[[ THE INPUT open ]]

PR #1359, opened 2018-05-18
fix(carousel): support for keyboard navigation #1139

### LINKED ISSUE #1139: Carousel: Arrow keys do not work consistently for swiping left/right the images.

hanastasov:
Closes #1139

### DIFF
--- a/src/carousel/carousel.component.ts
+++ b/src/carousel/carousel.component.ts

[[ THE INPUT closed ]]
[[ THE INPUT open ]]

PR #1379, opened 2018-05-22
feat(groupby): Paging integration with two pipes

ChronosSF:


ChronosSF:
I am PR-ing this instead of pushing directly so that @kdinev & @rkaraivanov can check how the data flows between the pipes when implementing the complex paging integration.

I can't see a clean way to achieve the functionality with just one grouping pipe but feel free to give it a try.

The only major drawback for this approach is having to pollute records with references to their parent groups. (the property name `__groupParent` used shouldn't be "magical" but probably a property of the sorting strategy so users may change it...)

[[ THE INPUT closed ]]
[[ THE INPUT open ]]

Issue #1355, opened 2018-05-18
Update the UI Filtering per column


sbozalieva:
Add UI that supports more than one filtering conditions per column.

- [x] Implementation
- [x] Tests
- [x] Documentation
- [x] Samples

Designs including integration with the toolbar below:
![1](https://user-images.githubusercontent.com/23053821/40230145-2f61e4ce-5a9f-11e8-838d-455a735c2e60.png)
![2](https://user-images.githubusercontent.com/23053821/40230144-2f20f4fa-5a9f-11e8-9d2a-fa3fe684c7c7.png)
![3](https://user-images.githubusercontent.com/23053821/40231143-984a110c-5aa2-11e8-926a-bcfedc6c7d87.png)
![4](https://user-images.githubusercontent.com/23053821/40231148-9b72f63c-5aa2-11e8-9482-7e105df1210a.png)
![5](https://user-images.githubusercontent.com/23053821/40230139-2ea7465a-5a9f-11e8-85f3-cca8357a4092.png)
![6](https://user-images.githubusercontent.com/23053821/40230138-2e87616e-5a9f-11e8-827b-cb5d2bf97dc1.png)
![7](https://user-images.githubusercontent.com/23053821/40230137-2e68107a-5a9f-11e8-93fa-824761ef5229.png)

[[ THE INPUT closed ]]

From the records above, transcribe exactly the run of lines that opens with the line holding "PR #1379, opened 2018-05-22" and closes with the line holding "The only major", both included.

PR #1379, opened 2018-05-22
feat(groupby): Paging integration with two pipes

ChronosSF:


ChronosSF:
I am PR-ing this instead of pushing directly so that @kdinev & @rkaraivanov can check how the data flows between the pipes when implementing the complex paging integration.

I can't see a clean way to achieve the functionality with just one grouping pipe but feel free to give it a try.

The only major drawback for this approach is having to pollute records with references to their parent groups. (the property name `__groupParent` used shouldn't be "magical" but probably a property of the sorting strategy so users may change it...)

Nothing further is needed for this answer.